Virtualization

Getting Started with Big Data

Posted on Updated on

Image

Being in Sales I have the opportunity to speak to a lot of customers and prospects about many things. Most are interested in Cloud Computing and Big Data, but often they don’t fully understand how they will leverage the technology to maximize the benefit.

Here is a simple three-step process that I use:

1. For Big Data I explain that there is no single correct definition. Because of this I recommend that companies focus on what they need rather than on what to call it. Results are more important than definitions for these purposes.

2. Relate the technology to something people are likely already familiar with (extending those concepts). For example: Cloud computing is similar to virtualization and has many of the same benefits; Big Data is similar to data warehousing. This helps make new concepts more tangible in any context.

3. Provide a high-level explanation of how “new and old” are different, and why new is better using specific examples that they should relate to. For example: Cloud computing often occurs in an external data center – possibly one that you may not even know where it is, so security can be even more complex than with in-house systems and applications. It is possible to have both Public and Private Clouds, and a public cloud from a major vendor may be more secure and easier to implement than a similar system using your own hardware;

Big Data is a little bit like my first house. I was newly married, anticipated having children and also anticipated moving into a larger house in the future. My wife and I started buying things that fit into our vision of the future and storing it in our basement. We were planning for a future that was not 100% known.

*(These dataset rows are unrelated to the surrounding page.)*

PR #288, opened 2016-12-25
Update main.yml

gaurav-dalvi:


dvavili (commented):
How are we handling the upgrade scenarios? Do the service files get rewritten? Otherwise we might run into issues when the swarm container is started again.

gaurav-dalvi:
@DivyaVavili : good point. 
We are not doing upgrade here.  Its changing current swarm version to 1.2.5 for all future setups. There is not version later than 1.2.5.

gaurav-dalvi:
I have tested this. After installation is complete, u see swarm 1.2.5 container is up.

dvavili:
@gaurav-dalvi: The scenario I was mentioning is if you ran a cleanup task and then try to re-run the ansible task. In that case, it would be similar to a upgrade scenario from the previous version coz the cleanup tasks don't remove the systemd files.

Anyway, I checked the default behavior for the copy and template modules that we use and we seem to be overwriting files if anything has changed. So, we should be good to go and the changes LGTM.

But, our vision changed over time and we did not know exactly what we needed until the very end. After 7 years our basement was very full and it was difficult to find things.  When we moved to a bigger house we did have a lot of what we needed. But, we also had many things that we no longer wanted or needed. And, there were a few things we wished that we had purchased earlier. We did our best, and most of what we did was beneficial, but those purchases were speculative and in the end there was some waste.

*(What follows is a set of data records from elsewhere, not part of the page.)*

PR #290, opened 2017-01-06
add dynamic loading to include modules

dvavili:
Add dynamic loading of include modules. The behavior of include modules changed in Ansible 2.1.
Include ignore_errors for ovs_cleanup tasks.

### DIFF
--- a/cleanup.yml
+++ b/cleanup.yml
@@ -15,34 +15,16 @@
         - "ucp"
         - "docker"
         - "etcd"
-    - include: roles/ucarp/tasks/cleanup.yml
+    - include: roles/{{ item }}/tasks/cleanup.yml
+      with_items:
+        - ucarp
+        - contiv_network
+        - contiv_storage
+        - swarm
+        - kubernetes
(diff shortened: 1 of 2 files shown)


gaurav-dalvi:
Thanks for taking care of this @DivyaVavili .
Do we need to do this change in all of the ansible repo, wherever we are using ignore_error ?
(all cleanup.ymls for each role ? )

dvavili:
It's needed only for include modules. The ignore_errors directive in tasks will continue to function as before.

gaurav-dalvi:
sorry I meant include modules. Do we need to modify at all places in this repo ?

dvavili:
Lets not make this change everywhere. Dynamic loading seems to have different effects. If we hit other issues in which we see that the variables/directives are not getting inherited by included tasks, we will know what to fix.

unclejack:
I've tested this and it seems to be OK.
LGTM

gaurav-dalvi:
Tested this and it works !

PR #293, opened 2017-01-06
Adding golang role to ansible

gaurav-dalvi:
Signed-off-by: Gaurav Dalvi <gaurav1424@gmail.com>

### DIFF
--- a/roles/golang/defaults/main.yml
+++ b/roles/golang/defaults/main.yml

How many of you would have thought that Social Media Sentiment Analysis would be important 5 years ago? How many would have thought that hashtag usage would have become so pervasive in all forms of media? How many understood the importance of location information (and even the time stamp for that location)? My guess is that it would be less than 50% of all companies.

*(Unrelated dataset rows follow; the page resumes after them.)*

PR #298, opened 2017-01-10
Support RHEL 7.x

jojimt:
Changes to make sure install works on RHEL as well.

### DIFF
--- a/roles/docker/tasks/redhat_install_tasks.yml
+++ b/roles/docker/tasks/redhat_install_tasks.yml
@@ -9,11 +9,8 @@
     validate_certs: "{{ validate_certs }}"
 
 - name: add docker CS-engine repos (redhat)
-  shell: yum-config-manager --add-repo https://packages.docker.com/{{ item }}/yum/repo/main/centos/7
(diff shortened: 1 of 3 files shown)


gaurav-dalvi:
how are we handling (if at all) licensing of RHEL ? considering we are going to create RHEL VMs for testing.

jojimt:
We are definitely not providing licenses :)

roles/docker/tasks/redhat_install_tasks.yml
```diff
@@ -9,11 +9,8 @@
     validate_certs: "{{ validate_certs }}"
 
 - name: add docker CS-engine repos (redhat)
-  shell: yum-config-manager --add-repo https://packages.docker.com/{{ item }}/yum/repo/main/centos/7
+  shell: yum-config-manager --add-repo https://yum.dockerproject.org/repo/main/centos/7/
```
gaurav-dalvi, line 12: I hope this does not break current centos 7 provisioning !

jojimt: I have tested with centos and rhel.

This ambiguity is both the good and bad thing about big data. In the old data warehouse days you knew what was important because this was your data about your business, systems, and customers.  While IT may have seemed tough before, it can be much more challenging now. But, the payoff can also be much larger so it is worth the effort. Many times you don’t know what you don’t know – and you just need to accept that.

Now we care about unstructured data (website information, blog posts, press releases, tweets, etc.), streaming data (stock ticker data is a common example), sensor data (temperature, altitude, humidity, location, lateral and horizontal forces), temporal data, etc.  Data arrives from multiple sources and likely will have multiple time frame references (e.g., constant streaming versus updates with varying granularity), often in unknown or inconsistent formats.

Robust and flexible data integration, data protection, and data privacy will all become far more important in the near future! This is just the beginning for Big Data.